Issue #424, opened 2018-08-31
CLI enhancements


offerm:
For ease of use I suggest the following changes to the CLI:

1. cancelorder - Make pair_id optional.  Order ID is managed globally hence pair_id is not needed to find the order. If provided it should be used only for verification.
2. getorders - make pair_id optional. If not provided it should list all orders. If provided it should filter the list to include that pair_id only. 

Not related to pair_id:
3. rename getorders to listorders. 
4. rename getpairs to listpairs

sangaman:
For `getorders` that actually used to be the default behavior, and more recently we switched it to require a pair. Having orders for multiple pairs in the same collection is very messy, since the prices can vary wildly between pairs and it's not clear what you're looking at or how it should be sorted. However, it might be nice to have a "default" pair, perhaps whatever is the first row in the pairs database, that is used as the default when no pair is specified.

I also prefer `listpairs` to `getpairs` actually - since the result is truly what I would consider a "list". But I prefer `getorders` to `listorders` because you're getting both sides of an orderbook which is not exactly a list. Just my 2 satoshis.

sangaman:
@michael1011 told me that what you were thinking for getorders with optional pair_id is to return orders for all pairs separately, not all orders jumbled together in a single collection. That makes much more sense, and I'd be fine with that.

He also talked me out of having a "default" pair_id. For cancelorder, we might not need a pair_id at all, we just need to restructure our internal mapping of local order id to global order id to map to local order id to a global order id AND a pair id. I think that makes sense as well.

offerm:
> I also prefer listpairs to getpairs actually - since the result is truly what I would consider a "list". But I prefer getorders to listorders because you're getting both sides of an orderbook which is not exactly a list. Just my 2 satoshis.

@sangaman you look at this too technical. Consider the user that is using it and the operation that he is tring to do. Read `list` as a verb and not as the output format. use `get` for a single object and `list` for multiple.

sangaman:
For me the difference between fetching a single object and multiple objects is whether the noun is plural (e.g. `order` vs `orders`). `list` to me as a verb suggests generating a list of things, so if it's in a format other than an array or list I don't think it's the ideal word to use. I'd still prefer sticking to `getorders` but it's obviously not a deal breaker, maybe others can chime in if they have a preference.

kilrau:
Summary:
1) `cancelOrder` - Remove `<pair_id>`
[...]

PR #438, opened 2018-09-04
Enable add/remove pairs & currencies from grpc

### LINKED ISSUE #313: Add database update functions to gRPC and CLI
add pair
remove pair
empty pairs
add currency
remove currency
empty currencies
add host
remove host
empty hosts
add bannedHost
remove bannedHost
empty bannedHosts

sangaman:
Closes #313. Addresses part of #424 - renaming getpairs` to `listpairs`.

This PR adds grpc calls for `addCurrency`, `addPair`, `removeCurrency`, and `removePair`. This allows the user to modify supported currencies and trading pairs without needing to edit the database manually.

It removes the `SwapProtocol` enum and instead tracks the payment channel network client used for swaps on a per-currency basis using a new `NetworkClient` enum. This is a breaking database change that will require the `currencies` and `pairs` tables to be recreated.

New service tests are added to test the various use cases for the newly added calls, along with corresponding cli commands.


lib/grpc/GrpcService.ts
```diff
@@ -46,16 +46,20 @@ class GrpcService {
...
         code = status.INVALID_ARGUMENT;
         break;
-      case orderErrorCodes.INVALID_PAIR_ID:
+      case orderErrorCodes.UNSUPPORTED_PAIR:
         code = status.NOT_FOUND;
         break;
       case orderErrorCodes.DUPLICATE_ORDER:
       case p2pErrorCodes.NODE_ALREADY_CONNECTED:
+      case orderErrorCodes.CURRENCY_ALREADY_SUPPORTED:
+      case orderErrorCodes.PAIR_ALREADY_SUPPORTED:
```
michael1011: I would rename those two errors to `CURRENCY_ALREADY_EXISTS` and `PAIR_ALREADY_EXISTS` because `ALREADY_SUPPORTED` doesn't sound like an error.

lib/orderbook/OrderBook.ts
```diff
@@ -86,14 +94,21 @@ class OrderBook extends EventEmitter {
...
 
-    this.pairs.forEach((pair) => {
-      this.pairIds.push(pair.id);
+    pairs.forEach((pair) => {
       this.matchingEngines.set(pair.id, new MatchingEngine(this.logger, pair.id));
       this.ownOrders.set(pair.id, this.initOrders());
       this.peerOrders.set(pair.id, this.initOrders());
+      this.pairs.set(pair.id, pair);
+    });
+    currencies.forEach((currency) => {
```
michael1011: It doesn't matter but shouldn't the currencies be initialized before the pairs?

lib/orderbook/OrderBook.ts
```diff
@@ -136,6 +151,56 @@ class OrderBook extends EventEmitter {
...
+  public removeCurrency = (currencyId: string) => {
+    const currency = this.currencies.get(currencyId);
+    if (currency) {
+      for (const pairId of this.pairIds) {
+        if (pairId.includes(currencyId)) {
+          throw errors.CURRENCY_CANNOT_BE_REMOVED(currencyId, pairId);
+        }
+      }
+      this.currencies.delete(currencyId);
+      return currency.destroy();
```
michael1011: We should declare functions that return a promise as `async`.

lib/service/Service.ts
```diff
@@ -55,9 +55,13 @@ const argChecks = {
   },
   NON_ZERO_QUANTITY: ({ quantity }: { quantity: number }) => { if (quantity === 0) throw errors.INVALID_ARGUMENT('quantity must not equal 0'); },
   PRICE_NON_NEGATIVE: ({ price }: { price: number }) => { if (price < 0) throw errors.INVALID_ARGUMENT('price cannot be negative'); },
-  SUPPORTED_CURRENCY: ({ currency }: { currency: string }) => {
-    const supportedCurrencies = ['BTC', 'LTC']; // TODO: detect supported currencies automatically instead of hardcoding
-    if (!supportedCurrencies.includes(currency)) throw errors.INVALID_ARGUMENT(`currency ${currency} is not supported`);
+  VALID_CURRENCY: ({ currency }: { currency: string }) => {
+    if (currency.length !== 3 || !currency.match(/^[A-Z]+$/))  {
```
michael1011: There are some currencies that have a ticker symbol with just two letters ([Aeternity](https://etherscan.io/token/0x5ca9a71b1d01849c0a95490cc00559717fcf0d1d) for example).

lib/service/Service.ts
```diff
@@ -55,9 +55,13 @@ const argChecks = {
...
+      throw errors.INVALID_ARGUMENT('currency must consist of exactly 3 upper case English letters');
+    }
+  },
+  VALID_NETWORK_CLIENT: ({ networkClient }: { networkClient: number }) => {
+    if (NetworkClients[networkClient] === undefined) throw errors.INVALID_ARGUMENT('network client is not recognized');
```
michael1011: What about just `if (!NetworkClients[networkClient])`

lib/utils/utils.ts
```diff
@@ -134,3 +135,14 @@ export const groupBy = (arr: object[], keyGetter: (item: any) => string | number
 export const ms = (): number => {
   return Date.now();
 };
+
+export const getEnumNumbers = (enumObj: any) => {
```
michael1011: Is this function used somewhere?

lib/cli/commands/addcurrency.ts
```diff
@@ -0,0 +1,38 @@
...
+  network_client: {
+    description: 'The payment channel network client',
+    type: 'string',
+    choices: ['LND', 'RAIDEN'],
+  },
+  token_address: {
+    description: 'The contract address for layered tokens such as ERC20',
+    type: 'string',
+  },
+  subunits: {
```
michael1011: I am fine with `subunits` but did you consider using the decimals of the currency instead?

lib/orderbook/OrderBook.ts
sangaman: Stylistically I don't think there's a problem with non-async methods returning promises, I believe there are instances of that throughout the codebase and as far as I know it's not bad practice or anything and doesn't affect the compiler or type checking. Correct me if I'm wrong.

In this case specifically it's actually returning a `Bluebird` and not a promise, they function pretty much the same but aren't exactly the same I believe, and making the method `async` gives it a return type of `Promise<void>` instead of `Bluebird<void>` which seems undesirable to me.

lib/service/Service.ts
sangaman: I was not aware, and there are actually a handful that have 4 letters as well, so I'll relax this to be a length of 2-4.

lib/utils/utils.ts
sangaman: Oops nope, I was using it at one point for putting restrictions on the eligible network clients in the database, but abandoned that approach. Thanks.

lib/cli/commands/addcurrency.ts
sangaman: What do you mean? Like the base 10 exponent for the number of subunits in a unit? Such that bitcoin's would be 8? 10^8 satoshis in a bitcoin.

lib/cli/commands/addcurrency.ts
```diff
@@ -0,0 +1,38 @@
...
+
+export const builder = {
+  currency: {
+    description: 'The ticker symbol for the currency',
+    type: 'string',
+  },
+  network_client: {
+    description: 'The payment channel network client',
+    type: 'string',
+    choices: ['LND', 'RAIDEN'],
```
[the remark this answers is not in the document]
michael1011: Yeah makes sense. We should add `choices` to `logLevel` too.

lib/orderbook/OrderBook.ts
michael1011: We can leave it as is then. I wasn't aware that not declaring `async` doesn't change its behavior.

lib/service/Service.ts
```diff
@@ -51,9 +52,13 @@ const argChecks = {
   },
   NON_ZERO_QUANTITY: ({ quantity }: { quantity: number }) => { if (quantity === 0) throw errors.INVALID_ARGUMENT('quantity must not equal 0'); },
   PRICE_NON_NEGATIVE: ({ price }: { price: number }) => { if (price < 0) throw errors.INVALID_ARGUMENT('price cannot be negative'); },
-  SUPPORTED_CURRENCY: ({ currency }: { currency: string }) => {
-    const supportedCurrencies = ['BTC', 'LTC']; // TODO: detect supported currencies automatically instead of hardcoding
-    if (!supportedCurrencies.includes(currency)) throw errors.INVALID_ARGUMENT(`currency ${currency} is not supported`);
+  VALID_CURRENCY: ({ currency }: { currency: string }) => {
+    if (currency.length < 2 || currency.length > 4 || !currency.match(/^[A-Z]+$/))  {
```
michael1011: I have to annoy you again but I just noticed that there are tokens with symbols that consist of 5 characters: `STEEM`, `WAVES`, `STRAT`

What about getting rid of the upper limit entirely?

lib/cli/commands/addcurrency.ts
michael1011: Yeah exactly. Especially because all of those ERC20 contracts are using that format and copying `100000000000000000` is harder than just `18`.

sangaman: Yeah I agree that's better, I'll change it.

sangaman:
OK, I changed `subunits` to `decimalPlaces` and I also renamed `NetworkClients` to `SwapClients` as we'd discussed in gitter. See what you think @michael1011, thanks.

lib/cli/commands/addcurrency.ts
```diff
@@ -0,0 +1,38 @@
+import { Arguments } from 'yargs';
+import { callback, loadXudClient } from '../command';
+import { AddCurrencyRequest } from '../../proto/xudrpc_pb';
+import { SwapClients } from '../../types/enums';
+
+export const command = 'addcurrency <currency> <swap_client> [decimal_places] [token_address]';
+
+export const describe = 'add a supported currency';
```
michael1011: `add a supported currency` sounds like you add an already supported currency. What about `add support for a currency` or simply `add a currency`?

lib/cli/commands/addcurrency.ts
```diff
@@ -0,0 +1,38 @@
...
+    type: 'string',
+  },
+  swap_client: {
+    description: 'The payment channel network client for swaps',
+    type: 'string',
+    choices: ['LND', 'RAIDEN'],
+  },
+  decimal_places: {
+    description: 'The places to the right of the decimal point of the smallest subunit (e.g. satoshi)',
+    default: 8,
```
michael1011: Idea for the future: automatically detect `decimal_places` of ERC20s if nothing is specified. The users are running an Ethereum node anyways.

lib/orderbook/OrderBook.ts
```diff
@@ -85,14 +92,21 @@ class OrderBook extends EventEmitter {
...
+    const promises = [await this.repository.getPairs(), await this.repository.getCurrencies()];
+    const results = await Promise.all(promises);
+    const pairs = results[0] as db.PairInstance[];
+    const currencies = results[1] as db.CurrencyInstance[];
 
-    this.pairs.forEach((pair) => {
-      this.pairIds.push(pair.id);
+    currencies.forEach((currency) => {
+      this.currencies.set(currency.id, currency);
+    });
```
michael1011: `currencies.forEach(currency => this.currencies.set(currency.id, currency));`?

lib/orderbook/OrderBook.ts
```diff
@@ -135,6 +149,56 @@ class OrderBook extends EventEmitter {
...
+    const currencyInstance = await this.repository.addCurrency(currency);
+    this.currencies.set(currencyInstance.id, currencyInstance);
+  }
+
+  public removeCurrency = (currencyId: string) => {
+    const currency = this.currencies.get(currencyId);
+    if (currency) {
+      for (const pairId of this.pairIds) {
+        if (pairId.includes(currencyId)) {
+          throw errors.CURRENCY_CANNOT_BE_REMOVED(currencyId, pairId);
```
michael1011: If the currency is in multiple pairs the user has to call `removeCurrency` and `removePair` multiple times to know the blocking pairs and remove them. I think all affected pairs should be returned at once. But that can be done in a separate PR.

Btw: what is more efficient `pairId.includes(currencyId)` or checking if `currencyId` equals either `baseCurrency` or `quoteCurrency`?

lib/orderbook/OrderBook.ts
```diff
@@ -154,7 +218,7 @@ class OrderBook extends EventEmitter {
     const orderId = this.localIdMap.get(localId);
 
     if (orderId === undefined) {
-      throw errors.INVALID_PAIR_ID(pairId);
+      throw errors.UNSUPPORTED_PAIR(pairId);
```
michael1011: Just because the `orderId` can't be found that doesn't mean that the pair is not supported?

lib/service/Service.ts
```diff
@@ -86,6 +91,25 @@ class Service extends EventEmitter {
...
+  /** Adds a supported currency. */
+  public addCurrency = async (args: { currency: string, swapClient: SwapClients | number, tokenAddress?: string, decimalPlaces?: number }) => {
+    argChecks.VALID_CURRENCY(args);
+    argChecks.VALID_SWAP_CLIENT(args);
+    const { currency, swapClient, tokenAddress, decimalPlaces } = args;
+
+    await this.orderBook.addCurrency({
+      tokenAddress,
+      swapClient,
+      decimalPlaces: decimalPlaces || 8,
```
michael1011: I think this default value should be in the orderbook instead of the service class.

lib/cli/commands/addcurrency.ts
sangaman: I'll also change the comments in the proto definition.

lib/orderbook/OrderBook.ts
sangaman: I was curious and it looks like the latter is indeed faster: http://jsben.ch/nIxYb

I'm sure it won't make a difference but I'll have it use the faster way.

lib/orderbook/OrderBook.ts
sangaman: Looks like this was using the wrong error message before this PR, but I'll fix it.

sangaman:
I changed a bit more of the wording around "supported" currencies/pairs in comments and ran through manual tests of all the calls once more. I think this is ready to merge.

sangaman:
The build isn't starting because [travis is having issues](https://www.traviscistatus.com/) but it passes all tests locally.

==========

:: Exercise directions ::
Look through the entries above. Copy each line in which the string "database" occurs.

:: Result of the exercise ::
For `getorders` that actually used to be the default behavior, and more recently we switched it to require a pair. Having orders for multiple pairs in the same collection is very messy, since the prices can vary wildly between pairs and it's not clear what you're looking at or how it should be sorted. However, it might be nice to have a "default" pair, perhaps whatever is the first row in the pairs database, that is used as the default when no pair is specified.
### LINKED ISSUE #313: Add database update functions to gRPC and CLI
This PR adds grpc calls for `addCurrency`, `addPair`, `removeCurrency`, and `removePair`. This allows the user to modify supported currencies and trading pairs without needing to edit the database manually.
It removes the `SwapProtocol` enum and instead tracks the payment channel network client used for swaps on a per-currency basis using a new `NetworkClient` enum. This is a breaking database change that will require the `currencies` and `pairs` tables to be recreated.
sangaman: Oops nope, I was using it at one point for putting restrictions on the eligible network clients in the database, but abandoned that approach. Thanks.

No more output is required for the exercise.